缘分就是这么奇妙,他没无视唐锦绣的信,她也没嫁进侯爵府,他们相遇了。
“你是为了唐锦绣才冒险偷偷回帝都?”沈涵蕴大有秋后算账的节奏。
“是。”陆书屿没否认。
沈涵蕴咬着下唇,心里酸溜溜的。
“唐锦绣一封信,你就能为她冒险,你对她还真是有情有意。”沈涵蕴语气酸酸的。
回想他们初次见面,这家伙可拽了。
再见面,这家伙可冷血,眼睁睁看着她摔倒,不仅不扶她,还无情地避开。
不过,后来这家伙表现不错。
“涵蕴,我再郑重其事的说一遍,我和她,没有情,也没有意。”陆书屿惩罚的在她额头上轻弹一下。
“切!”沈涵蕴故意找茬的翻了个白眼,说道:“谁信?”
陆书屿无奈,解释道:“唐锦绣利用唐三郎对我的救命之恩,她挟恩图报,不过,得亏我没因恩情而失去判断力,为了唐锦绣做出伤害你的事。”

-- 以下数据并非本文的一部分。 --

PR #6, opened 2016-07-21
Use AWSKMSClientBuilder

austinmoore-:
I decided to make a new `KmsMasterKeyProviderBuilder` class instead of just using the builder directly inside `KmsMasterKeyProvider`. There are two reasons for this:
1. The motivation behind the client builders in the AWS Java SDK was to remove the need to have/use multiple constructors to build an object, and I felt it would be valuable to carry that reasoning over to this library. Using the builder removes the need to search for the correct constructor, and is a bit more expressive.
2. A separate builder class ensures that code previously written using the old constructors will not break with the introduction of the client builders. I noticed that clients created with the builder are immutable, so any calls to the setters in `KmsMasterKeyProvider` that change the state of the KMS client (e.g. `KmsMasterKeyProvider#setRegion`), will throw an exception, and won't change as expected. This way felt safer.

他不是遵守原则的人,答应的事就要办到,答应只是敷衍,不会全力以赴去办。
“你要是为了唐锦绣做出伤害我的事,你就是我的敌人。”沈涵蕴恶狠狠地说道,对于伤害自己的敌人,她绝对不会心慈手软。
陆书屿后怕的吐出一口浊气,突然,话锋一转:“你痴恋李天佑,扬言非他不嫁,还”
“我眼瞎,真心错付。”沈涵蕴打断陆书屿的话,这家伙怎么学她翻旧账。
沈涵蕴心理不平衡,陆书屿为了唐锦绣一封信涉险是真的,而痴恋李天佑的人却并非她,而是原主。
“真心?”陆书屿盯着沈涵蕴的眸光幽深的看不见底。
男人吃醋,也是没谁了,沈涵蕴故意气他,惋惜道:“唉!曾经沧海难为水,除去巫山不是云。”
陆书屿深邃的眸子越发变得幽深,声音含着戏谑说道:“是吗?”
沈涵蕴败下阵来,投降道:“行了,我服你了,过去的事,咱能不能别追忆,往前看不好吗?